## Assignment
Return each record exactly as it appears, so that nothing is dropped or altered.

## Data for review
========

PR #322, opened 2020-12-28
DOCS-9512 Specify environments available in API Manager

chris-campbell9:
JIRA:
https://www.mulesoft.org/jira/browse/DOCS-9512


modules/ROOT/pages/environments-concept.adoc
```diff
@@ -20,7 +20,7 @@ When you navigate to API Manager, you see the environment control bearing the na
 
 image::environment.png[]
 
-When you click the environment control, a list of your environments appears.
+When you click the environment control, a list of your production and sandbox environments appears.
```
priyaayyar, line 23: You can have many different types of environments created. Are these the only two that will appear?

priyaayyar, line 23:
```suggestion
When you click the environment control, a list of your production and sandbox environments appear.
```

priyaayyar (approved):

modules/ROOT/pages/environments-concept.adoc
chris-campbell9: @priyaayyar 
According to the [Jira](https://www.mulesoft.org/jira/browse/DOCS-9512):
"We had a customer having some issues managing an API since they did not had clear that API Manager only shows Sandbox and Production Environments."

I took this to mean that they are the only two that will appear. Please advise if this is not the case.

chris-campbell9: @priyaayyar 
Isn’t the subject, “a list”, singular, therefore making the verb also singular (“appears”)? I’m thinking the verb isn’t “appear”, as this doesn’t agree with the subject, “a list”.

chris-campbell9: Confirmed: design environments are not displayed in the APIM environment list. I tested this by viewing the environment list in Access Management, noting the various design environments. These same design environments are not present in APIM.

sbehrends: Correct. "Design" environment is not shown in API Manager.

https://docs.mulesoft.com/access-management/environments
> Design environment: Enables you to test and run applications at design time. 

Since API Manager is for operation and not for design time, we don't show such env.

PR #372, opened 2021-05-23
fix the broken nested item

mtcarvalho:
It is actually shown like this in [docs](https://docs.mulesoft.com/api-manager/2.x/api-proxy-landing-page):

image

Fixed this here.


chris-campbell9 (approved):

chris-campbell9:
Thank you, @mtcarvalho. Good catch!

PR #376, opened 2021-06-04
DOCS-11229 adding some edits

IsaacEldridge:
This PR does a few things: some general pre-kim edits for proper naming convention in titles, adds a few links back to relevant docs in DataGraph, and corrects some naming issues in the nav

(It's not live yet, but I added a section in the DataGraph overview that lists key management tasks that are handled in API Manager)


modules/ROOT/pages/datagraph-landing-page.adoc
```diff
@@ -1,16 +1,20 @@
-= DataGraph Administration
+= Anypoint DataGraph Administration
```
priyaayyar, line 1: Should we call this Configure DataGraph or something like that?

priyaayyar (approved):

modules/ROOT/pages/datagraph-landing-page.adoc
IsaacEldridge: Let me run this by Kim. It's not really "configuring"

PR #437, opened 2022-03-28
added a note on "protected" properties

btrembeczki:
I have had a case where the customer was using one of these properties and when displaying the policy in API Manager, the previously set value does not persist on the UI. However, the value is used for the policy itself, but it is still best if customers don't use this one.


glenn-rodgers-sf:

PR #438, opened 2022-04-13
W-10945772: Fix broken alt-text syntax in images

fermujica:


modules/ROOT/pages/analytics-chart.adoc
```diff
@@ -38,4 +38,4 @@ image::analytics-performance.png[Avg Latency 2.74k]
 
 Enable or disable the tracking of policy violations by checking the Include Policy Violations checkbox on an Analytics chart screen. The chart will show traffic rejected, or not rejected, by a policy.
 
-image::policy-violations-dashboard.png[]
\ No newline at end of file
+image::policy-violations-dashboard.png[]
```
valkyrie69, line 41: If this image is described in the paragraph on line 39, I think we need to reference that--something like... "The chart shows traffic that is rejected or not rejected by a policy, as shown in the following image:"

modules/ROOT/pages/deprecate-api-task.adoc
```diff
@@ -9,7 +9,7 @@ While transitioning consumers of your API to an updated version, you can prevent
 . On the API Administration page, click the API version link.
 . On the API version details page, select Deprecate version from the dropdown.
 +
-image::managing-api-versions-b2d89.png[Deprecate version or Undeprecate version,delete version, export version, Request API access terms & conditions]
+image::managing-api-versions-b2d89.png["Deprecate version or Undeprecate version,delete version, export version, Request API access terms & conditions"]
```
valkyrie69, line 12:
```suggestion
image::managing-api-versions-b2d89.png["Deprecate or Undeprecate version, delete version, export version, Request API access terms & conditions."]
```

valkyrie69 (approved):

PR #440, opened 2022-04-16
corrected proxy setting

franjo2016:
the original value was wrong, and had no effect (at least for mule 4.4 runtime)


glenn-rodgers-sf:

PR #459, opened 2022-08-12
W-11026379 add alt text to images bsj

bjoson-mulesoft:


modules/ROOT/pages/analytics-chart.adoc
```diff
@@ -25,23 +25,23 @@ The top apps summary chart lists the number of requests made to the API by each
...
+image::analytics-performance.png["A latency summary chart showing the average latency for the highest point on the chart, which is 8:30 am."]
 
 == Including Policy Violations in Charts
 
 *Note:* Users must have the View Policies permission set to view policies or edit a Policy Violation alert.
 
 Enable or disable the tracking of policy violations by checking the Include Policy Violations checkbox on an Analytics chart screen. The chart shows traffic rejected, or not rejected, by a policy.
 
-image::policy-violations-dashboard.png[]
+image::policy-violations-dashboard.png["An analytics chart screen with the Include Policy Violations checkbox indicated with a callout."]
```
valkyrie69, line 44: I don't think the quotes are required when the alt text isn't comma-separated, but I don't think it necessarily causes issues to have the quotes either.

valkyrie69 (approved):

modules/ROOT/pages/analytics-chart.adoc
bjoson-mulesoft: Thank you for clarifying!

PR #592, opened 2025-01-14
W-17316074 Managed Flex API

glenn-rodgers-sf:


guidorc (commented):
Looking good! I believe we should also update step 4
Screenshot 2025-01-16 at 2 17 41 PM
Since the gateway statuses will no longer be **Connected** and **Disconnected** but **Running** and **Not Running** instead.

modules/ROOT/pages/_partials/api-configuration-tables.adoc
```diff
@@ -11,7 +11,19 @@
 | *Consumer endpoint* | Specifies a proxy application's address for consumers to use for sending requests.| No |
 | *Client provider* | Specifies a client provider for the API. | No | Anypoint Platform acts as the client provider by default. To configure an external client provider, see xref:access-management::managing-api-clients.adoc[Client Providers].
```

========

## Answer to this exercise
PR #322, opened 2020-12-28
DOCS-9512 Specify environments available in API Manager

chris-campbell9:
JIRA:
https://www.mulesoft.org/jira/browse/DOCS-9512


modules/ROOT/pages/environments-concept.adoc
```diff
@@ -20,7 +20,7 @@ When you navigate to API Manager, you see the environment control bearing the na
 
 image::environment.png[]
 
-When you click the environment control, a list of your environments appears.
+When you click the environment control, a list of your production and sandbox environments appears.
```
priyaayyar, line 23: You can have many different types of environments created. Are these the only two that will appear?

priyaayyar, line 23:
```suggestion
When you click the environment control, a list of your production and sandbox environments appear.
```

priyaayyar (approved):

modules/ROOT/pages/environments-concept.adoc
chris-campbell9: @priyaayyar 
According to the [Jira](https://www.mulesoft.org/jira/browse/DOCS-9512):
"We had a customer having some issues managing an API since they did not had clear that API Manager only shows Sandbox and Production Environments."

I took this to mean that they are the only two that will appear. Please advise if this is not the case.

chris-campbell9: @priyaayyar 
Isn’t the subject, “a list”, singular, therefore making the verb also singular (“appears”)? I’m thinking the verb isn’t “appear”, as this doesn’t agree with the subject, “a list”.

chris-campbell9: Confirmed: design environments are not displayed in the APIM environment list. I tested this by viewing the environment list in Access Management, noting the various design environments. These same design environments are not present in APIM.

sbehrends: Correct. "Design" environment is not shown in API Manager.

https://docs.mulesoft.com/access-management/environments
> Design environment: Enables you to test and run applications at design time. 

Since API Manager is for operation and not for design time, we don't show such env.

PR #372, opened 2021-05-23
fix the broken nested item

mtcarvalho:
It is actually shown like this in [docs](https://docs.mulesoft.com/api-manager/2.x/api-proxy-landing-page):

image

Fixed this here.


chris-campbell9 (approved):

chris-campbell9:
Thank you, @mtcarvalho. Good catch!

PR #376, opened 2021-06-04
DOCS-11229 adding some edits

IsaacEldridge:
This PR does a few things: some general pre-kim edits for proper naming convention in titles, adds a few links back to relevant docs in DataGraph, and corrects some naming issues in the nav

(It's not live yet, but I added a section in the DataGraph overview that lists key management tasks that are handled in API Manager)


modules/ROOT/pages/datagraph-landing-page.adoc
```diff
@@ -1,16 +1,20 @@
-= DataGraph Administration
+= Anypoint DataGraph Administration
```
priyaayyar, line 1: Should we call this Configure DataGraph or something like that?

priyaayyar (approved):

modules/ROOT/pages/datagraph-landing-page.adoc
IsaacEldridge: Let me run this by Kim. It's not really "configuring"

PR #437, opened 2022-03-28
added a note on "protected" properties

btrembeczki:
I have had a case where the customer was using one of these properties and when displaying the policy in API Manager, the previously set value does not persist on the UI. However, the value is used for the policy itself, but it is still best if customers don't use this one.


glenn-rodgers-sf:

PR #438, opened 2022-04-13
W-10945772: Fix broken alt-text syntax in images

fermujica:


modules/ROOT/pages/analytics-chart.adoc
```diff
@@ -38,4 +38,4 @@ image::analytics-performance.png[Avg Latency 2.74k]
 
 Enable or disable the tracking of policy violations by checking the Include Policy Violations checkbox on an Analytics chart screen. The chart will show traffic rejected, or not rejected, by a policy.
 
-image::policy-violations-dashboard.png[]
\ No newline at end of file
+image::policy-violations-dashboard.png[]
```
valkyrie69, line 41: If this image is described in the paragraph on line 39, I think we need to reference that--something like... "The chart shows traffic that is rejected or not rejected by a policy, as shown in the following image:"

modules/ROOT/pages/deprecate-api-task.adoc
```diff
@@ -9,7 +9,7 @@ While transitioning consumers of your API to an updated version, you can prevent
 . On the API Administration page, click the API version link.
 . On the API version details page, select Deprecate version from the dropdown.
 +
-image::managing-api-versions-b2d89.png[Deprecate version or Undeprecate version,delete version, export version, Request API access terms & conditions]
+image::managing-api-versions-b2d89.png["Deprecate version or Undeprecate version,delete version, export version, Request API access terms & conditions"]
```
valkyrie69, line 12:
```suggestion
image::managing-api-versions-b2d89.png["Deprecate or Undeprecate version, delete version, export version, Request API access terms & conditions."]
```

valkyrie69 (approved):

PR #440, opened 2022-04-16
corrected proxy setting

franjo2016:
the original value was wrong, and had no effect (at least for mule 4.4 runtime)


glenn-rodgers-sf:

PR #459, opened 2022-08-12
W-11026379 add alt text to images bsj

bjoson-mulesoft:


modules/ROOT/pages/analytics-chart.adoc
```diff
@@ -25,23 +25,23 @@ The top apps summary chart lists the number of requests made to the API by each
...
+image::analytics-performance.png["A latency summary chart showing the average latency for the highest point on the chart, which is 8:30 am."]
 
 == Including Policy Violations in Charts
 
 *Note:* Users must have the View Policies permission set to view policies or edit a Policy Violation alert.
 
 Enable or disable the tracking of policy violations by checking the Include Policy Violations checkbox on an Analytics chart screen. The chart shows traffic rejected, or not rejected, by a policy.
 
-image::policy-violations-dashboard.png[]
+image::policy-violations-dashboard.png["An analytics chart screen with the Include Policy Violations checkbox indicated with a callout."]
```
valkyrie69, line 44: I don't think the quotes are required when the alt text isn't comma-separated, but I don't think it necessarily causes issues to have the quotes either.

valkyrie69 (approved):

modules/ROOT/pages/analytics-chart.adoc
bjoson-mulesoft: Thank you for clarifying!

PR #592, opened 2025-01-14
W-17316074 Managed Flex API

glenn-rodgers-sf:


guidorc (commented):
Looking good! I believe we should also update step 4
Screenshot 2025-01-16 at 2 17 41 PM
Since the gateway statuses will no longer be **Connected** and **Disconnected** but **Running** and **Not Running** instead.

modules/ROOT/pages/_partials/api-configuration-tables.adoc
```diff
@@ -11,7 +11,19 @@
 | *Consumer endpoint* | Specifies a proxy application's address for consumers to use for sending requests.| No |
 | *Client provider* | Specifies a client provider for the API. | No | Anypoint Platform acts as the client provider by default. To configure an external client provider, see xref:access-management::managing-api-clients.adoc[Client Providers].
```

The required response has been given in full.